(560er) Long-Term Stability of Modified Ferrite Catalysts for High-Temperature Water-Gas Shift Reaction at Elevated Pressures

Devaiah Dammaand Panagiotis G. Smirniotis*

Chemical Engineering, College of Engineering and Applied Science, University of Cincinnati, Cincinnati, OH 45221-0012, USA

*panagiotis.smirniotis@uc.edu (P.G. Smirniotis)

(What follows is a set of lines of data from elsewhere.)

Issue #1560, opened 2021-12-02
Maintenance on S3 leaking threads


raisinbear:
Hi,

I asked about this earlier today on the Kopia forum: [Post](https://kopia.discourse.group/t/maintenance-run-crashing-minio-s3-backend/786)

In short: I suspect that `kopia maintenance run` is leaking threads when iterating over unreferenced blobs. It reliably crashes my low-key minio server by eventually spawning (or rather trying to) > 11466 threads, which is the OS hard limit. Repo size is roughly 400 GB and 14000 blobs, so probably nothing extraordinary.
I did not encounter any other kopia command that brings the number of minio threads above 100 if at all.

For completeness sake, this is the kopia error reported to stdout once the minio server side OS interferes:
`2021-12-01T09:23:10.794863Z ERROR kopia/cli error deleting unreferenced blobs: error looking for unreferenced blobs: error iterating blobs: Get "[ DOMAIN ]/kopia/?delimiter=%2F&encoding-type=url&fetch-owner=true&list-type=2&prefix=p7": net/http: timeout awaiting response headers`

Thanks a lot for maintaining this awesome project!

potatoru:
Sorry, but I have the same issue with my minio setup.

PR #1629, opened 2021-12-29
logging: log maximum concurrency level when talking to backend storage

jkowalski:
Trying to understand if we're doing something wrong for #1560

### DIFF
--- a/repo/blob/logging/logging_storage.go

The water gas shift (WGS) reaction is an important operation for H₂ production from the CO-rich gas stream (synthesis gas) that generated from fossil fuels, agricultural and forestry biomass, and municipal wastes via the gasification route. Especially, the high temperature and high-pressure WGS reaction in a single stage catalytic membrane reactor is a promising technology because of the advantages of faster reaction rate and enhanced H₂ transport through the membrane that is necessary to obtain complete CO-conversion and total H₂ recovery. Industrially, Fe–Cr-based spinels had been proven to be a promising catalyst for HT-WGS. However, excess steam (H₂O/CO ≈ 5) is used in the industry to maintain the catalyst stability by preventing over-reduction of the catalyst and suppressing side reactions (methane formation). Therefore, the commercial catalyst could not be suitable for the WGS reaction based on gasification process because of the presence of CO-rich gas in the reactant stream that leads to catalyst deactivation. In this context, some catalysts have been developed to satisfy the requirements for the HT-WGS reaction using gasification-derived synthesis gas. However, most of the reported catalysts tested at atmospheric conditions, which is not representative for the industrial application (20–30 bar) regarding deactivation of the catalyst and side product formation (especially methane). Development of catalysts at high pressures and temperatures can meet the stringent requirements of membrane reactors operating conditions. The present study is aimed at developing the catalysts for HT-WGS at elevated pressures which represent the membrane reactor conditions. For this purpose, we have reported various modified ferrite catalysts prepared by co-precipitation method for WGS at elevated pressures and high temperatures. Our catalysts showed a stable performance in terms of CO conversion without significant loss in the activity for a long period of time. Generally, methanation reaction can cause the catalyst deactivation during the WGS reaction at elevated pressures. Interestingly, no significant formation of methane was observed in the present investigation. The catalysts in fresh and spent states were also characterized by using various structural and surface techniques in order to establish structure-activity relationships. These interesting results will be discussed in the presentation.